A pessoa responsável pela atitude arrogante era um minotauro ossudo com um machado feito de pedras igneas e com um fio de obsidiana bastante afiado.

Ele era o 3° no ranking dos generais, um acima de Jigolah, e sua atitude petulante era um de seus traços fundamentais para exercer o cargo.

— Não haja como se conhecesse o inimigo, Krevo — respondeu a 2° colocada no ranking. — Você deveria treinar mais seu poder infernal do que falar que consegue lidar com isso. Para o humano derrotar Toper sem esforço algum, significa que ele ainda tem trunfos guardados na manga.
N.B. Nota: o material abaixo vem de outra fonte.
PR #534, opened 2023-05-14
feat(riscv+esp32c3): demonstrate gpio_interrupt example entirely in SRAM

sethp:
As mentioned over on #448 the current RISC-V HAL interrupt flow isn't memory-resident, with large portions of it living in Flash.

This change set is not intended to be merged as-is, or probably at all: it's more of a "spike" or "steel thread" demonstrating the areas of work I've been able to identify in order to meet the goal of "[an] interrupt request is serviced without touching flash memory." My friend & I needed to do this because we have a hard-real-time interrupt that fires at ~480Hz (60Hz * 8), which made for some :hot_pepper: contention at the cache layer. 

As usual with these things, a lot of the wins can be had for relatively little effort. I've tried to structure these changes in increasing order from least implementation/maintenance burden to most, with each commit message giving a detailed explanation of what problem I believed I was solving at each step. Happily, they're also _largely_ in sync with the size of the wins (with the exception of the `mem*` friends, discussed later). 

What I'm hoping for from this discussion is mostly just to share my findings, and to identify where we might already have consensus on what the next steps ought to be (where any). In an effort to apply Cunningham's Law, my current beliefs about the disposition and direction of these changes are below.

## ready for (early) review

* ~fa671bb7870bc is something I intend to replicate in all the other RISC-V linker scripts, at which point that change will be ready to be merged into the mainline HAL.~ https://github.com/esp-rs/esp-hal/pull/541
* cda36dd3952 ought to be carried through to complete the conversion from `const` slices to inline-able functions. I don't yet have any 'c6s to try out the PLIC side of things, though I did order some for that purpose.
* e29f3d547dc210 (which is really https://github.com/rustbox/esp-pacs/commit/c8e7cbb1cef4f6b3fd565c8fbb30e37674657877) is worth pursuing, which would involve:
    * making a change to the `esp-pacs` generator relocating that object to `.trap.rodata` (my preference), or `.data`
    * (optionally) if using `.trap.rodata`, making a change at this point to the linker scripts that live here in `esp-hal`  to emit objects from that section
    * the release train leaves the station, I guess? it's not a breaking change if we can ensure the newer pacs are only ever used with the newer linker scripts, so there's maybe a phrasing of cargo constraints here that allows this to be a patch release. Or, we use `.data` and it's definitely not breaking.
 * 115a334591d836 is a toss-up for me; it's written, I got to feel like a C-x M-c M-butterfly programmer, and it works as far as I've tested it. But, the LLVM lookup table that it replaces is very small, about 0x40 bytes.[^llvm-lookup-small] It meets a very strict "no flash, ever" target, which I think applies more to the RTC memory stuff (that I have only surface-level knowledge of) than to interrupt handling. 
 
## here be dragons

* 34fc2fbb5e01eb140, 54fc729f6b4be, and d43df905037726 are not worth merging directly, not least because I don't think they actually have an effect on any consumers of the HAL outside the `esp32c3/src/examples` directory. They do demonstrate just how tricky it is to 1) predict and 2) validate whether a particular call graph is memory resident or not. Initially, I believed inspecting the rust functions and throwing a few `#[inline(always)]`s around would be enough to ensure that property under a wide range of conditions, but what I found was... not that.
    * If there is an action here, I think it would be to consider updating the [template project](https://github.com/esp-rs/esp-template) with some of the settings.
* b51156896042139c3aa1aa is a tough one: as you might expect, the care and feeding of a `memcpy` implementation is significantly more difficult than it first appears. Regrettably, it's just _so frickin' good_: `memcpy` (and to a lesser degree, `memset`, `memmove`, and `memcmp`) show up a _lot_: even at the highest optimization levels, there are 9 `memcpy` call sites in the `gpio_interrupt` example alone. In my downstream project, we've got ~50 `memcpy` calls that span the gamut from "one time, at startup" to "hottest of the hot path." Implementing that family of functions ourselves was a tremendous performance win across the board, and is well worth the high price of maintenance, at least for us.
    * Probably the thing to do is defer, at least for now: the `esp-hal` side of the IRQ flow only uses memset/memcpy when dealing with the `[u128; 16]` array that represents all configured interrupts, so it seems plausible that finding a different way to represent that data structure or fetching the priorities a few at a time instead of all at once might dodge the use of those functions, which here would allow us to meet the "nothing in flash" requirement without taking ownership of them.
    * I'm a little bit at a loss as to where or whom we should defer to, though: is this something that the rust-embedded folks would be interested in? It seems like a lot of microcontrollers are going to be in the same boat as the esp32c3 here, no?
* after all that, 8efc0b90772e5d6 is both anti-climactic and a little bit distressing: on the plus side, it's short! On the minus side, that's because the example is trivial, and what little of it there is points towards something I've been avoiding mentioning thus far: I have no idea what to do about `core`. The first and most immediate place that arises is, as here, in string formatting. However, it's not actually possible to work around in that way, because formatting an error message is a huge part of calls to `panic!`, most of which get emitted automatically for e.g. bounds checks on arrays, `unwap` calls, arithmetic overflow (when enabled), etc. Mostly this is :fire: fine :fire: because `panic!`s are generally non-recoverable, so taking extra time to load a string from flash right before the CPU goes into a sleep-until-reset loop isn't really a big deal. That said, it feels to me like a potentially large area of future work, with an uncertain scope and level of risk. I'm very curious what y'all's thoughts are on both how important it is to get the panic handling bits fully in RAM and whether there's any strategies that come to mind about how to do it.

## caveats

* the above applies only to the interrupt trap flow, I haven't yet examined the exception handling flow, nor the atomics emulation that's part of that. I haven't measured, yet, but that seems like a worthwhile unit of future work too.
* and, finally, I don't want to forget about moving `EspDefaultHandler`, `ExceptionHandler`, and `DefaultInterruptHandler`; those'd be separate PRs against esp-riscv-rt and esp-backtrace (probably), but I haven't put much thought yet into helping out downstream crates that might provide their own implementations.

Phew, that was a whole lot! Let me know if there's a time y'all want to hop on a video call or if there's a semi-synchronous chat I should join to go through this together! I don't expect this to be our last opportunity to connect, though, so no pressure from my end either way.

cc @MabezDev 

[^llvm-lookup-small]: I can't for the life of me identify the object in the ELF, but from looking at the hex dump of `.rodata` it's tucked in between two fairly obvious strings that at least provide an upper bound on the size.

### DIFF
--- a/esp-hal-common/src/interrupt/riscv.rs
+++ b/esp-hal-common/src/interrupt/riscv.rs
@@ -166,6 +166,42 @@ mod vectored {
         }
     }
 
+    /// Similar to [intrinsics::cttz], except we are able to place the lookup
+    /// table in SRAM
+    #[link_section = ".rwtext"]
+    fn ctz(n: u128) -> u32 {
+        // this isn't quite what LLVM does, they lower cttz to `ctpop(~X & (X-1))`,
+        // which use some kind of binary-search-like-algorithm plus a lookup
+        // table
+        #[inline(always)]
+        fn ctz32(n: u32) -> u32 {
+            // cf. https://en.wikipedia.org/wiki/Find_first_set#CTZ
+            #[link_section = ".data"]
+            static TABLE: [u8; 32] = {
+                let mut t = [0u8; 32];
+                let mut i = 0;
+                while i < 32 {
+                    t[((0x077CB531_u32.wrapping_mul(1 << i)) >> 27) as usize] = i;
+                    i += 1;
+                }
+                t
+            };
+
+            let n = n & (n as i32).wrapping_neg() as u32; // isolate lowest 1 bit
+            TABLE[(n.wrapping_mul(0x077CB531) >> 27) as usize] as u32
+        }
+
+        let n = n.to_ne_bytes();
+        let (n, _) = n.as_chunks::<4>();
+        for (i, b) in n.iter().enumerate() {
+            let n = u32::from_ne_bytes(*b);
+            if n != 0 {
+                return ctz32(n) + i as u32 * 32;
+            }
+        }
+        u128::BITS
+    }
+
     /// Get the interrupts configured for the core
     #[inline]
     fn get_configured_interrupts(_core: Cpu, mut status: u128) -> [u128; 16] {
@@ -173,7 +209,7 @@ mod vectored {
             let mut prios = [0u128; 16];
 
             while status != 0 {
-                let interrupt_nr = status.trailing_zeros() as u16;
+                let interrupt_nr = ctz(status) as u16;
                 // safety: cast is safe because of repr(u16)
                 let cpu_interrupt: CpuInterrupt =
                     get_assigned_cpu_interrupt(core::mem::transmute(interrupt_nr as u16));
@@ -222,7 +258,7 @@ mod vectored {
         let mut interrupt_mask =
             status & configured_interrupts[interrupt_to_priority(cpu_intr as usize)];
         while interrupt_mask != 0 {
-            let interrupt_nr = interrupt_mask.trailing_zeros();
+            let interrupt_nr = ctz(interrupt_mask);
             // Interrupt::try_from can fail if interrupt already de-asserted:
             // silently ignore
             if let Ok(interrupt) = peripherals::Interrupt::try_from(interrupt_nr as u8) {
--- a/esp-hal-common/src/interrupt/riscv.rs
+++ b/esp-hal-common/src/interrupt/riscv.rs
@@ -268,7 +268,7 @@ mod vectored {
         }
     }
 
-    #[ram]
+    #[inline(always)]
     unsafe fn handle_interrupt(interrupt: Interrupt, save_frame: &mut TrapFrame) {
         extern "C" {
             // defined in each hal
--- a/esp-hal-common/src/interrupt/riscv.rs
+++ b/esp-hal-common/src/interrupt/riscv.rs
@@ -220,7 +220,7 @@ mod vectored {
 
         let configured_interrupts = get_configured_interrupts(crate::get_core(), status);
         let mut interrupt_mask =
-            status & configured_interrupts[INTERRUPT_TO_PRIORITY[cpu_intr as usize - 1]];
+            status & configured_interrupts[interrupt_to_priority(cpu_intr as usize)];
         while interrupt_mask != 0 {
             let interrupt_nr = interrupt_mask.trailing_zeros();
             // Interrupt::try_from can fail if interrupt already de-asserted:
@@ -605,6 +605,11 @@ unsafe fn get_assigned_cpu_interrupt(interrupt: Interrupt) -> CpuInterrupt {
 mod classic {
     use super::{CpuInterrupt, InterruptKind, Priority};
     use crate::Cpu;
+
+    #[inline(always)]
+    pub(super) const fn interrupt_to_priority(irq: usize) -> usize {
+        irq
+    }
 
     pub(super) const PRIORITY_TO_INTERRUPT: [usize; 15] =
         [1, 2, 3, 4, 5, 6, 7, 8, 9, 10, 11, 12, 13, 14, 15];
--- a/esp-hal-common/src/lib.rs
+++ b/esp-hal-common/src/lib.rs
@@ -169,6 +169,7 @@ pub enum Cpu {
     AppCpu,
 }
 
+#[inline(always)]
 pub fn get_core() -> Cpu {
     #[cfg(all(xtensa, multi_core))]
     match ((xtensa_lx::get_processor_id() >> 13) & 1) != 0 {
--- a/esp-hal-common/src/lib.rs
+++ b/esp-hal-common/src/lib.rs
@@ -31,6 +31,8 @@
     feature(impl_trait_projections)
 )]
 #![doc(html_logo_url = "https://avatars.githubusercontent.com/u/46717278")]
+#![feature(const_mut_refs)]
+#![feature(slice_as_chunks)]
 
 #[cfg(riscv)]
 pub use esp_riscv_rt::{self, entry, riscv};
--- a/esp32c3-hal/.cargo/config.toml
+++ b/esp32c3-hal/.cargo/config.toml
@@ -2,6 +2,7 @@
 runner = "espflash flash --monitor"
 rustflags = [
   "-C", "link-arg=-Tlinkall.x",
+  "-C", "force-frame-pointers",
 
   # comment the cfgs below if you do _not_ wish to emulate atomics.
   # enable the atomic codegen option for RISCV
--- a/esp32c3-hal/.cargo/config.toml
+++ b/esp32c3-hal/.cargo/config.toml
@@ -4,6 +4,8 @@ rustflags = [
   "-C", "link-arg=-Tlinkall.x",
   "-C", "force-frame-pointers",
 
+  "-C", "llvm-args=--max-jump-table-size=0",
+
   # comment the cfgs below if you do _not_ wish to emulate atomics.
   # enable the atomic codegen option for RISCV
   "-C", "target-feature=+a",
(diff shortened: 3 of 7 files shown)


MabezDev:
@sethp thanks for looking into this! This is really useful experimentation. I won't address the whole discussion at once as there is a lot to digest.

Commits 1 & 3 seem like no-brainers, and I don't think will have any issues being merged. Commit 2 looks okay, but the commit seems to have an undocumented change in that it is no longer subtracting one from the `cpu_intr` variable. I'm less keen on commit 4, perhaps it's possible to override some intrinsics (maybe they have weak linkage? I added something like this for the `mem` instrinsics: https://github.com/rust-lang/compiler-builtins/pull/411) instead of having custom implementations inside esp-hal.

@onsdagens has also been looking into improving interrupt performance for the C3 for the RTIC port. We found that we're not actually using CPU vectoring which could eliminate [this look up & function](https://github.com/esp-rs/esp-hal/blob/c4fec98cb302cb9d536818649d3cf1057c73ec63/esp-hal-common/src/interrupt/riscv.rs#L370-L404) call completely, have you looked into that at all?

> Phew, that was a whole lot! Let me know if there's a time y'all want to hop on a video call or if there's a semi-synchronous chat I should join to go through this together! I don't expect this to be our last opportunity to connect, though, so no pressure from my end either way.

Era uma mulher de cabelo rosado, vestida em um longo manto roxo com vermelho que não destacava os traços sutis de seu corpo, mas ressaltava um rosário preso no pescoço.

A demônio se destacava por seu poder mágico altíssimo, uma general que também gostava bastante de entender os conceitos de estratégia e usá-los para melhor oferecer vitórias e vantagens ao seu rei.

Praticamente, uma pessoa apta para guerrear e que com seu jeito frio e calculista — que na verdade era uma personalidade forçada dela. — resolvia os problemas mais pertinentes relacionados a conflitos.

— Ora ora, parece que a tal general isolada decidiu abrir a boca — respondeu o minotauro, segurando uma risadinha no meio de suas costelas. — Não venha me dar sermão quando não preciso, Aegis.

— Eu lhe mostrarei quem é o fraco dentre nós com um simples duelo, seu monte de ossos inútil…

— Sua…!

— Calem-se! — berrou Igibris, sua lança partiu a mesa em que os três se reuniram em duas. — Por acaso querem morrer, ingratos? Estamos numa crise, essa crise precisa ser resolvida e não agravada por causa de birras inúteis e triviais como as suas! Guardem isso para quando o problema sumir!

Ambas as partes ficaram quietas. A aura pesada do rei era como uma corrente ao redor do pescoço, tirava o ar até dos seres que não podiam respirar por não terem órgãos.

Aconteceu que sobrou para o 1° colocado do ranking dos generais falar alguma coisa, além do mais, melhorar o humor era também um dever seu que ocasionalmente aparecia.

— Escutem o líder e se juntem numa trégua temporária, amigos. Se quiserem, enfrentem o humano um a um como forma de se provarem dignos do que falam.

A tal pessoa abriu um sorriso largo. Seu rosto estava escondido por um manto pesado e seu semblante era indecifrável pelo conjunto de sombras que o escondiam.

— Hah, deveria estar do meu lado, Philomeu — reclamou Aegis, arrumando uma mecha do cabelo. — O plano de enviar nos enviar um por um é inútil, seria a maior idiotice já cometida por qualquer um. O melhor é nós irmos todos juntos de uma vez.

— Também recomendaria fazerem isso — disse Igibris, apoiando a lança em seu ombro e dobrando as pernas sobre a mesa de reunião. — Aquele humano é fora da curva e diferente dos anteriores. Não o subestimem e vão com força total, caso se segurem, sofrerão consequências piores do que uma simples humilhação.

O ar gelou por um momento. A forma como o rei demônio falava não parecia brincadeira, e logo os três concordaram em unir forças para logo terem uma grande chance de ganharem.

No entanto, antes de saírem da sala, um som ecoou do teto. Era como se alguma coisa estivesse caindo, até que uma armadura viva feita de metal negro despencou e destruiu a mesa inteira.

Igibris olhou para Jigolah caído, olhou para o buraco no teto, depois olhou para a armadura de novo e para cima. 

“Por que tudo está voando para cima e para baixo quando o vulcão tem sequer um suporte aéreo…?”

A dúvida permeou a cabeça do rei demônio pelo resto do dia, e agora ele não podia ficar em paz sem de momento em momento ver a janela para ter certeza de que mais nada estava voando.